**YOUR TASK:** Check every line of the entries that follow, and copy the ones containing "then".

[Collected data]
PR #707, opened 2022-04-06
Add missing Configuration_adv.h files

thisiskeithb:
### Description

Add missing `Configuration_adv.h` files


thinkyhead:
If a `Configuration_adv.h` file is identical to the default, then it can be omitted.

thisiskeithb:
> If a `Configuration_adv.h` file is identical to the default, then it can be omitted.

These are & there are probably quite a few that can be purged from this repo if that's the case. I'll do some comparing later and re-submit with those removed.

**ANSWER TO THE PROBLEM:**
If a `Configuration_adv.h` file is identical to the default, then it can be omitted.
> If a `Configuration_adv.h` file is identical to the default, then it can be omitted.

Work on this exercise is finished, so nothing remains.